## Task statement
Set each line of the data down exactly, please.

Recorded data
::::::::
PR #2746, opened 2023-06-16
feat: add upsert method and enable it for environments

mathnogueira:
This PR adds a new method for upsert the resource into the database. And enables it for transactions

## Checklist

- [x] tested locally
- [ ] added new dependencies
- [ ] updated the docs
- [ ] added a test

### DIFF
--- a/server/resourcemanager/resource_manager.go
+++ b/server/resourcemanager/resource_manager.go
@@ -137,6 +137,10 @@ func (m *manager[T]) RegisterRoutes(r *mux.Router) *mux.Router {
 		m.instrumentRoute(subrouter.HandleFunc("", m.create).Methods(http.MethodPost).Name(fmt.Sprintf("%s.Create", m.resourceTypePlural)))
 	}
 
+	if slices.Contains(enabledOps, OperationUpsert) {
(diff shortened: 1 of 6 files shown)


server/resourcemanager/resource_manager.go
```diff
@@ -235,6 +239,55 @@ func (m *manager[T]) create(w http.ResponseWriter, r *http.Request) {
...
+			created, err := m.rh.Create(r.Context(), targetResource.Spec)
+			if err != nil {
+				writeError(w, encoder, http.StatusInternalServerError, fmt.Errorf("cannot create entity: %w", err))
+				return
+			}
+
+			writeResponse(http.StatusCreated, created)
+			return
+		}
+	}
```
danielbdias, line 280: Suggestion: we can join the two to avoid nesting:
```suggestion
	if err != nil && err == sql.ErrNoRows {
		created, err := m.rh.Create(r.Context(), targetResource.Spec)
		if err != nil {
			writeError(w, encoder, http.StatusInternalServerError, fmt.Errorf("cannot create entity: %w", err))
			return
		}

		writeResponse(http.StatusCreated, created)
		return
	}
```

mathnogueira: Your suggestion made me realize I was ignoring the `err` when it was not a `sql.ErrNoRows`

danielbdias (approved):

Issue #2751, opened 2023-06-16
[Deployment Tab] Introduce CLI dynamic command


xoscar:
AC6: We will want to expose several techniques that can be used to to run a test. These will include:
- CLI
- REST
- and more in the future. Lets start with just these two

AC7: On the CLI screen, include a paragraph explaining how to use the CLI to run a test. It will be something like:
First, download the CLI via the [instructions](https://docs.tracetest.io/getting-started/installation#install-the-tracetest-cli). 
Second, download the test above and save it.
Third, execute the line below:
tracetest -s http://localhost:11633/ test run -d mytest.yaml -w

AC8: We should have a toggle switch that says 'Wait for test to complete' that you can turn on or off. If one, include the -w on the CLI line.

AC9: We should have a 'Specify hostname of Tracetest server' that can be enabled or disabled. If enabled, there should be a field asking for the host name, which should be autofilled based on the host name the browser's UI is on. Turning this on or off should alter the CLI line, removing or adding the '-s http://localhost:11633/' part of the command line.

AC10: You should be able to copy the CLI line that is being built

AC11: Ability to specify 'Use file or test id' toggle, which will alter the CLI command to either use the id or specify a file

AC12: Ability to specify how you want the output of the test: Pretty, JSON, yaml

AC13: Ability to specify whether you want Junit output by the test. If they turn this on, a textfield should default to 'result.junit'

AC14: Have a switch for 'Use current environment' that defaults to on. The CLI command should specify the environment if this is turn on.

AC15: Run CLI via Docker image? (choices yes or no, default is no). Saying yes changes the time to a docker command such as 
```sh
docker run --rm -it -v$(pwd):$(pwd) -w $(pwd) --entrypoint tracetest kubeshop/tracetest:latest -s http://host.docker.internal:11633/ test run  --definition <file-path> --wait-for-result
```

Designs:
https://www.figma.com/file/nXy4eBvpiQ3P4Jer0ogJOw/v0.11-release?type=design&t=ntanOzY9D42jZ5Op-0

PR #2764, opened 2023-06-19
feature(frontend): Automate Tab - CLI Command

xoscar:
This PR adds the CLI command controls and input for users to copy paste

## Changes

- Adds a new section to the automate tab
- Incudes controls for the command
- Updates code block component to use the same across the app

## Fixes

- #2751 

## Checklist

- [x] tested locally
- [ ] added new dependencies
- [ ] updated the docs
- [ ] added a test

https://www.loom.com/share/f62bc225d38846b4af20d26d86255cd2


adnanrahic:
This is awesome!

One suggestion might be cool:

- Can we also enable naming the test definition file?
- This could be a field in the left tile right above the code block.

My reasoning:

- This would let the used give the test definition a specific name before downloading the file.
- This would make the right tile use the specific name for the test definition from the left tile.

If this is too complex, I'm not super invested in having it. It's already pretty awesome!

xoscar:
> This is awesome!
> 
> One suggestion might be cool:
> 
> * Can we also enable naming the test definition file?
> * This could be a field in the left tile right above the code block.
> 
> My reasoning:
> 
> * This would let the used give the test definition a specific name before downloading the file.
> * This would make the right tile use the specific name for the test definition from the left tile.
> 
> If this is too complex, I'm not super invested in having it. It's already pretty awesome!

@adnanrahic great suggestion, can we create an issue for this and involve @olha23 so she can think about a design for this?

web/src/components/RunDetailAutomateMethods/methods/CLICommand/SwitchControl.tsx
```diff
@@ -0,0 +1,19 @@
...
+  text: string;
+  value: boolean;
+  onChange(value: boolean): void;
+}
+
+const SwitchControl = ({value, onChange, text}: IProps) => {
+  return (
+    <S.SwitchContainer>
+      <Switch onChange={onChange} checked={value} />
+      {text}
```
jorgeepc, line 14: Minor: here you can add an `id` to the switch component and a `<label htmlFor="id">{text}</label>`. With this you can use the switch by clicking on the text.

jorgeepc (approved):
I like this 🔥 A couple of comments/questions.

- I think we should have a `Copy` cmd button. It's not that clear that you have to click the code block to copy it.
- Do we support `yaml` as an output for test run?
::::::::
## Reply to the exercise
PR #2746, opened 2023-06-16
feat: add upsert method and enable it for environments

mathnogueira:
This PR adds a new method for upsert the resource into the database. And enables it for transactions

## Checklist

- [x] tested locally
- [ ] added new dependencies
- [ ] updated the docs
- [ ] added a test

### DIFF
--- a/server/resourcemanager/resource_manager.go
+++ b/server/resourcemanager/resource_manager.go
@@ -137,6 +137,10 @@ func (m *manager[T]) RegisterRoutes(r *mux.Router) *mux.Router {
 		m.instrumentRoute(subrouter.HandleFunc("", m.create).Methods(http.MethodPost).Name(fmt.Sprintf("%s.Create", m.resourceTypePlural)))
 	}
 
+	if slices.Contains(enabledOps, OperationUpsert) {
(diff shortened: 1 of 6 files shown)


server/resourcemanager/resource_manager.go
```diff
@@ -235,6 +239,55 @@ func (m *manager[T]) create(w http.ResponseWriter, r *http.Request) {
...
+			created, err := m.rh.Create(r.Context(), targetResource.Spec)
+			if err != nil {
+				writeError(w, encoder, http.StatusInternalServerError, fmt.Errorf("cannot create entity: %w", err))
+				return
+			}
+
+			writeResponse(http.StatusCreated, created)
+			return
+		}
+	}
```
danielbdias, line 280: Suggestion: we can join the two to avoid nesting:
```suggestion
	if err != nil && err == sql.ErrNoRows {
		created, err := m.rh.Create(r.Context(), targetResource.Spec)
		if err != nil {
			writeError(w, encoder, http.StatusInternalServerError, fmt.Errorf("cannot create entity: %w", err))
			return
		}

		writeResponse(http.StatusCreated, created)
		return
	}
```

mathnogueira: Your suggestion made me realize I was ignoring the `err` when it was not a `sql.ErrNoRows`

danielbdias (approved):

Issue #2751, opened 2023-06-16
[Deployment Tab] Introduce CLI dynamic command


xoscar:
AC6: We will want to expose several techniques that can be used to to run a test. These will include:
- CLI
- REST
- and more in the future. Lets start with just these two

AC7: On the CLI screen, include a paragraph explaining how to use the CLI to run a test. It will be something like:
First, download the CLI via the [instructions](https://docs.tracetest.io/getting-started/installation#install-the-tracetest-cli). 
Second, download the test above and save it.
Third, execute the line below:
tracetest -s http://localhost:11633/ test run -d mytest.yaml -w

AC8: We should have a toggle switch that says 'Wait for test to complete' that you can turn on or off. If one, include the -w on the CLI line.

AC9: We should have a 'Specify hostname of Tracetest server' that can be enabled or disabled. If enabled, there should be a field asking for the host name, which should be autofilled based on the host name the browser's UI is on. Turning this on or off should alter the CLI line, removing or adding the '-s http://localhost:11633/' part of the command line.

AC10: You should be able to copy the CLI line that is being built

AC11: Ability to specify 'Use file or test id' toggle, which will alter the CLI command to either use the id or specify a file

AC12: Ability to specify how you want the output of the test: Pretty, JSON, yaml

AC13: Ability to specify whether you want Junit output by the test. If they turn this on, a textfield should default to 'result.junit'

AC14: Have a switch for 'Use current environment' that defaults to on. The CLI command should specify the environment if this is turn on.

AC15: Run CLI via Docker image? (choices yes or no, default is no). Saying yes changes the time to a docker command such as 
```sh
docker run --rm -it -v$(pwd):$(pwd) -w $(pwd) --entrypoint tracetest kubeshop/tracetest:latest -s http://host.docker.internal:11633/ test run  --definition <file-path> --wait-for-result
```

Designs:
https://www.figma.com/file/nXy4eBvpiQ3P4Jer0ogJOw/v0.11-release?type=design&t=ntanOzY9D42jZ5Op-0

PR #2764, opened 2023-06-19
feature(frontend): Automate Tab - CLI Command

xoscar:
This PR adds the CLI command controls and input for users to copy paste

## Changes

- Adds a new section to the automate tab
- Incudes controls for the command
- Updates code block component to use the same across the app

## Fixes

- #2751 

## Checklist

- [x] tested locally
- [ ] added new dependencies
- [ ] updated the docs
- [ ] added a test

https://www.loom.com/share/f62bc225d38846b4af20d26d86255cd2


adnanrahic:
This is awesome!

One suggestion might be cool:

- Can we also enable naming the test definition file?
- This could be a field in the left tile right above the code block.

My reasoning:

- This would let the used give the test definition a specific name before downloading the file.
- This would make the right tile use the specific name for the test definition from the left tile.

If this is too complex, I'm not super invested in having it. It's already pretty awesome!

xoscar:
> This is awesome!
> 
> One suggestion might be cool:
> 
> * Can we also enable naming the test definition file?
> * This could be a field in the left tile right above the code block.
> 
> My reasoning:
> 
> * This would let the used give the test definition a specific name before downloading the file.
> * This would make the right tile use the specific name for the test definition from the left tile.
> 
> If this is too complex, I'm not super invested in having it. It's already pretty awesome!

@adnanrahic great suggestion, can we create an issue for this and involve @olha23 so she can think about a design for this?

web/src/components/RunDetailAutomateMethods/methods/CLICommand/SwitchControl.tsx
```diff
@@ -0,0 +1,19 @@
...
+  text: string;
+  value: boolean;
+  onChange(value: boolean): void;
+}
+
+const SwitchControl = ({value, onChange, text}: IProps) => {
+  return (
+    <S.SwitchContainer>
+      <Switch onChange={onChange} checked={value} />
+      {text}
```
jorgeepc, line 14: Minor: here you can add an `id` to the switch component and a `<label htmlFor="id">{text}</label>`. With this you can use the switch by clicking on the text.

jorgeepc (approved):
I like this 🔥 A couple of comments/questions.

- I think we should have a `Copy` cmd button. It's not that clear that you have to click the code block to copy it.
- Do we support `yaml` as an output for test run?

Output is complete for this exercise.